Exercise objective → Restate word for word the entries below, starting with the line with "-104,7 +104,27 @@" and continuing through the line with "-84,12 +84,17 @@". Include both of those lines and no others.

Data entries →
PR #63, opened 2017-01-05
  [DarkMode] fix text selection #1622 from debugger.html

andreicristianpetcu:
Fixing this issue https://github.com/devtools-html/debugger.html/issues/1622

before focused
before_focused

before unfocused
before_unfocused

after focused or unfocused
after_focused_or_unfocused

I think both focused or unfocused should be the same


andreicristianpetcu:
I shamelessly stole the current color from the current debugger :D

Issue #64, opened 2017-01-05
LaunchPad should sync tabs


jasonLaster:
It would be nice for the launch pad to check every second or so for new tabs on the open browsers. 

Here's a [patch](https://gist.github.com/854a5f3a2f0db707522c830ea906ab27) to help get started

```bash
curl https://gist.githubusercontent.com/jasonLaster/854a5f3a2f0db707522c830ea906ab27/raw/3cbeec0d10a15147ca3562479e2f21ea5f653b5b/foo.diff | git apply
```

bomsy:
@wldcordeiro Are you still looking into this?

bomsy:
This should be fixed!

PR #66, opened 2017-01-05
Sync client tabs on an interval

wldcordeiro:
This closes issue #64 making the tabs sync themselves on a 1 second interval. Most credit to @jasonLaster who live coded it during our community call today 😄

### DIFF
--- a/packages/devtools-launchpad/src/index.js
+++ b/packages/devtools-launchpad/src/index.js
@@ -104,7 +104,27 @@ function getTargetFromQuery() {
   return null;
 }
 
-async function bootstrap(React, ReactDOM, App, appActions, appStore) {
+function getTabs(actions) {
+  chrome.connectClient().then(tabs => {
+    actions.newTabs(tabs);
+  }).catch(e => {
+    console.log("Connect to chrome:");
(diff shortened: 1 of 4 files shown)


packages/devtools-launchpad/src/index.js
```diff
@@ -93,19 +93,7 @@ function getTargetFromQuery() {
   return null;
 }
 
-function bootstrap(React, ReactDOM, App, appActions, appStore) {
-  const connTarget = getTargetFromQuery();
-  if (connTarget) {
```
jasonLaster: we should update this function so that it is *just* getting tabs. 

currently we're also bootstrapping here, which is silly. We only want to establish the connection once

wldcordeiro: Yeah good idea. Just did a first pass based on the patch but it'd make more sense to have it do just one thing.

wldcordeiro: Actually I just double checked and we do just get the tabs and then in bootstrap we call `getTabs` https://github.com/devtools-html/devtools-core/pull/66/files#diff-4070cf78e7d2f907263e33fe7190d02dR127

PR #67, opened 2017-01-06
Fix tab filter background and text color

wldcordeiro:
The tab filter background wasn't set so it remained white. It now respects the theme and the text color was set to match the colors used in the EditorSearch in the debugger.

Screenshot
screenshot_20170105_182033

### DIFF
--- a/packages/devtools-launchpad/src/components/LandingPage.css
+++ b/packages/devtools-launchpad/src/components/LandingPage.css
@@ -84,12 +84,17 @@
 
 .landing-page .panel header input {
   flex: 1;
-  color: var(--theme-body-color);
+  background-color: var(--theme-tab-toolbar-background);
+  color: var(--theme-comment);
   font-size: var(--ui-element-font-size);
   border: 1px solid var(--theme-splitter-color);
   padding: calc(var(--base-spacing) / 2);
   margin: 0 var(--base-spacing);
   transition: var(--base-transition);
+}
+
+.landing-page .panel header input::placeholder {
+  color: var(--theme-body-color-inactive);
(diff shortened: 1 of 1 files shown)


packages/devtools-launchpad/src/components/LandingPage.css
```diff
@@ -84,14 +84,19 @@
 
 .landing-page .panel header input {
   flex: 1;
-  color: var(--theme-body-color);
+  background-color: var(--theme-body-background);
+  color: var(--theme-comment);
```
nchevobbe: I'm afraid this color looks too similar to the one in the placeholder 

capture du 2017-01-06 08-15-31

Can we try something more contrasting ?

wldcordeiro: I agree it's a bit lacking in contrast. I chose to use the same style as the search inputs in the debugger. Maybe worth changing here and in the debugger.


https://github.com/devtools-html/debugger.html/blob/master/src/components/Autocomplete.css#L55
https://github.com/devtools-html/debugger.html/blob/master/src/components/EditorSearchBar.css#L23

jasonLaster:
haha - definitely lacking. And yes, we could use @nchevobbe's design eye on the debugger too!

How about we go with the the sidebar background?

nchevobbe:
@wldcordeiro would you have some time to finish this ? If you don't, I can do it :)

wldcordeiro:
Whoops, had forgotten about this PR will update it shortly.

jasonLaster:
👏  Thanks!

Exercise solution →
@@ -104,7 +104,27 @@ function getTargetFromQuery() {
   return null;
 }
 
-async function bootstrap(React, ReactDOM, App, appActions, appStore) {
+function getTabs(actions) {
+  chrome.connectClient().then(tabs => {
+    actions.newTabs(tabs);
+  }).catch(e => {
+    console.log("Connect to chrome:");
(diff shortened: 1 of 4 files shown)


packages/devtools-launchpad/src/index.js
```diff
@@ -93,19 +93,7 @@ function getTargetFromQuery() {
   return null;
 }
 
-function bootstrap(React, ReactDOM, App, appActions, appStore) {
-  const connTarget = getTargetFromQuery();
-  if (connTarget) {
```
jasonLaster: we should update this function so that it is *just* getting tabs. 

currently we're also bootstrapping here, which is silly. We only want to establish the connection once

wldcordeiro: Yeah good idea. Just did a first pass based on the patch but it'd make more sense to have it do just one thing.

wldcordeiro: Actually I just double checked and we do just get the tabs and then in bootstrap we call `getTabs` https://github.com/devtools-html/devtools-core/pull/66/files#diff-4070cf78e7d2f907263e33fe7190d02dR127

PR #67, opened 2017-01-06
Fix tab filter background and text color

wldcordeiro:
The tab filter background wasn't set so it remained white. It now respects the theme and the text color was set to match the colors used in the EditorSearch in the debugger.

Screenshot
screenshot_20170105_182033

### DIFF
--- a/packages/devtools-launchpad/src/components/LandingPage.css
+++ b/packages/devtools-launchpad/src/components/LandingPage.css
@@ -84,12 +84,17 @@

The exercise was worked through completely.